The following table lists all codewords of the original code proposed by R. Hamming:

$$\begin{array}{rl}C=\{& 0000000,0001111,0010011,0011100,0100101,0101010,0110110,\dots \\ & 0111001,1000110,1001001,1010101,1011010,1100011,1101100,\dots \\ & 1110000,1111111\}\end{array}$$

Part A (15 marks)

We can prove that Hamming’s original code is perfect by using the Definition of a Perfect Code in Coding Theory:

If this holds…

$$M=\frac{q^n}{\text{vol}(S_{ϵ(d)}(c))}:ϵ(d)=\lfloor \frac{d-1}{2}\rfloor ,\text{for some codeword }c\in C$$

Then the code is perfect. Hence, using the Definition of the Volume of a Solid Hamming Distance Sphere and given that the parameters of Hamming’s original code are $n=7,M=16,d=3,q=2$,

$$\begin{array}{rl}ϵ(d)=\lfloor \frac{3-1}{2}\rfloor =1⟹16& =\frac{2^7}{\text{vol}(S_1(c))}\\ & =\frac{2^7}{\left(\genfrac{}{}{0ex}{}{7}{0}\right)(2-1{)}^0+(\genfrac{}{}{0ex}{}{7}{1})(2-1{)}^1}\text{ by definition}\\ & =\frac{2^7}{1+7}\\ & =\frac{2^7}{2^3}\\ & =2^4\\ & =16\square \end{array}$$

Part B (15 marks)

Suppose that some codeword of Hamming’s original code was sent, but the word $w=0000110$ was received.

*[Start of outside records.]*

PR #308, opened 2023-04-18
bump version to 0.2.0, update changelog

conradoplg:
There's a breaking change so we actually need to bump to 0.2.0


dconnolly:
Should we bump the per-ciphersuite crates yet? We can leave it but

dconnolly (approved):

PR #314, opened 2023-04-21
add split_key; additional refactorings

conradoplg:
- remove `SharedSecret`, use `SigningKey` instead. The only public place it was exposed was in `reconstruct_secret`
- rename `reconstruct_secret` to `reconstruct_key`, make it return `SigningKey`, fix it to return `Error` instead of a error string
- expose `reconstruct_secret` in the ciphersuite crates
- add `split_key` (taking a `SigningKey`)


frost-core/src/frost/keys.rs
```diff
@@ -565,12 +494,23 @@ pub(crate) fn generate_secret_shares<C: Ciphersuite>(
...
+/// This can be used if for some reason the original key must be restored; e.g.
+/// if threshold signing is not required anymore.
+///
+/// This is NOT required to sign with FROST; the whole point of FROST is being
+/// able to generate signatures only using the shares, without having to
+/// reconstruct the original key.
+///
+/// The caller is responsible for providing at least `min_signers` shares;
+/// if less than that is provided, a different key will be returned.
+pub fn reconstruct_key<C: Ciphersuite>(
```
dconnolly, line 509: `reconstruct_signing_key`? or maybe even `reconstruct()`?

frost-core/src/frost/keys.rs
```diff
@@ -329,12 +242,28 @@ pub fn keygen_with_dealer<C: Ciphersuite, R: RngCore + CryptoRng>(
...
+    split_key(&key, max_signers, min_signers, rng)
+}
+
+/// Splits an existing key into FROST shares.
+///
+/// This is identical to [`keygen_with_dealer`] but receives an existing key
+/// instead of generating a fresh one. This is useful in scenarios where
+/// the key needs to be generated externally or must be derived from e.g. a
+/// seed phrase.
+pub fn split_key<C: Ciphersuite, R: RngCore + CryptoRng>(
```
dconnolly, line 256: What about just `split()`? (Non-blocking, just thinking)

frost-core/src/frost/keys.rs
```diff
@@ -600,15 +540,15 @@ pub fn reconstruct_secret<C: Ciphersuite>(
         // If at this step, the denominator is zero in the scalar field, there must be a duplicate
         // secret share.
         if den == <<C::Group as Group>::Field>::zero() {
-            return Err("Duplicate shares provided");
+            return Err(Error::DuplicatedShares);
         }
 
-        // Save numerator * 1/denomintor in the scalar field
+        // Save numerator * 1/denominator in the scalar field
```
dconnolly, line 546: 😎

frost-core/src/frost/keys.rs
```diff
@@ -565,12 +494,23 @@ pub(crate) fn generate_secret_shares<C: Ciphersuite>(
...
-pub fn reconstruct_secret<C: Ciphersuite>(
+/// Recompute the secret from at least `min_signers` secret shares
+/// using Lagrange interpolation.
+///
+/// This can be used if for some reason the original key must be restored; e.g.
+/// if threshold signing is not required anymore.
+///
+/// This is NOT required to sign with FROST; the whole point of FROST is being
+/// able to generate signatures only using the shares, without having to
+/// reconstruct the original key.
```
dconnolly, line 505:
```suggestion
/// This is NOT required to sign with FROST; the point of FROST is being
/// able to generate signatures only using the shares, without having to
/// reconstruct the original key.
```

dconnolly (commented):
looking good, some little q's about naming stuff

frost-core/src/frost/keys.rs
conradoplg: Good point. My reasoning for this name was based on the existing `keygen_with_dealer` function which also has "key" in the name. If we follow your suggestion, should we also go for `gen_with_dealer` or `generate_with_dealer`?

mpguerra:
@natalieesk do you want to have a go at reviewing this one? :)

natalieesk (changes requested):
Looks good! I think it would be good to add tests for the error cases though.

frost-core/src/frost/keys.rs
conradoplg: I went with @dconnolly 's suggestion together with mine in 5346ec2. My rationale was the Rust guideline https://rust-lang.github.io/rfcs/0356-no-module-prefixes.html. I slightly prefer the longer version like @natalieesk but it seems more idiomatic this way

frost-core/src/frost/keys.rs
conradoplg: Sounds good, done in 5346ec29

natalieesk (approved):

natalieesk (approved):
Looks good!

PR #329, opened 2023-04-26
Change gencode to handle repairable module; fix build issues

conradoplg:
This changes `gencode` to handle the repairable module: it copies the documentation from `ristretto255` into the other ciphersuite crates.

It's also possible to avoid one other redundancy and copy from `frost-core` into `ristretto255` but that will requires some other tweaks so I'll do that in a separate PR.

I also found some build issues in the ciphersuite-specific repairable modules - we forgot to declare the module so it wasn't being compiled :sweat_smile:

### DIFF
--- a/frost-ed25519/src/keys/repairable.rs
+++ b/frost-ed25519/src/keys/repairable.rs
@@ -6,7 +6,11 @@
 
 use std::collections::HashMap;
 
-use crate::{frost, Ciphersuite, CryptoRng, Identifier, RngCore, Scalar, R};
+// This is imported separately to make `gencode` work.
+// (if it were below, the position of the import would vary between ciphersuites
+//  after `cargo fmt`)
+use crate::Ed25519Sha512;
+use crate::{frost, Ciphersuite, CryptoRng, Identifier, RngCore, Scalar};
 
 use super::{SecretShare, VerifiableSecretSharingCommitment};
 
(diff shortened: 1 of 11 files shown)


frost-ed25519/src/keys/repairable.rs
```diff
@@ -1,11 +1,10 @@
-/// Repairable Threshold Schemes
-#![doc = include_str!("../../repairable.md")]
```
natalieesk, line 3: Do we not want to generate docs for this? These have been removed in this commit

natalieesk (changes requested):
The build is currently failing on formatting

conradoplg:
> The build is currently failing on formatting

Fixed it, it was an issue with  `gencode` usage (it's run in CI in the `Rustfmt` section, we probably should run it separately...)

frost-ed25519/src/keys/repairable.rs
conradoplg: I think that was confusing a comment...

After I saw your comment I copied those docs, so it should look better now

dconnolly:
> > The build is currently failing on formatting
> 
> Fixed it, it was an issue with  `gencode` usage (it's run in CI in the `Rustfmt` section, we probably should run it separately...)

Yeah it's related but not identical, right before might be good (or rustfmt before /and/ after gencode? 🤔)

dconnolly (approved):

PR #334, opened 2023-04-27
gencode repairable improvement

conradoplg:
This changes `gencode` to use the `frost-core` docs of `repairable.rs` as a base instead of `ristretto255`. This makes it a single canonical source (before you had to update both `frost-core` and `ristretto255` and run gencode to generate the rest)

This depended both on recent changes to `main` and to #329 so it was branched off #329 and synced with `main`. It needs to be rebased after #329 merges. The actual change in this PR is just the last commit so it might be simpler to cherry-pick it on top of the new `main` and force-push it in this branch.


natalieesk (approved):

natalieesk (commented):
lgtm

PR #337, opened 2023-05-02
Serde

### LINKED ISSUE #336: structs to send over the wire should implement Deserialize + Serialize
this should include at least these structs:
- dkg::round1::Package
- dkg::round2::Package
- SigningCommitments
- SignatureShare

dvc94ch:
Closes #336


conradoplg:
Thank you very much for the contribution!

However we need to consider other requirements such as making serde optional, and making sure it's the right ciphersuite when deserializing. We're figure out the design and we may use this PR as a starting point, so I'll keep it open for now.

mpguerra:
Thank you for the PR. We're going to implement this slightly differently in the end

PR #341, opened 2023-05-03
Errors caused by protocol violations should contain the misbehaving p…

dvc94ch:
…arty.


dconnolly (approved):
Looks good, thank you!

PR #1040, opened 2026-03-30
core: add ZeroizeOnDrop for dkg::round2::Package

### LINKED ISSUE #1018: Implement Zeroize for round1::Package<C> and round2::Package<C> in DKG module
PR #945 added Zeroize and ZeroizeOnDrop derives to key-related structs including SecretShare, KeyPackage, and DKG SecretPackage types. However, the DKG round Package types were not included.

Issue
Both round1::Package<C> and round2::Package<C> in the frost::keys::dkg module contain sensitive cryptographic material:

The code can reliable correct one erroneous symbol using the nearest neighbour decoding strategy, but if we assume there are two errors in transmission then issues arise since multiple codewords can be Hamming equidistant.

For the word $w$, the following all have a Hamming distance of two:

• $0000000$,
• $0001111$,
• $0110110$.

Hence, there is a $\frac{1}{3}$ chance that the code corrects to the original codeword, and a $\frac{2}{3}$ chance that it doesn’t.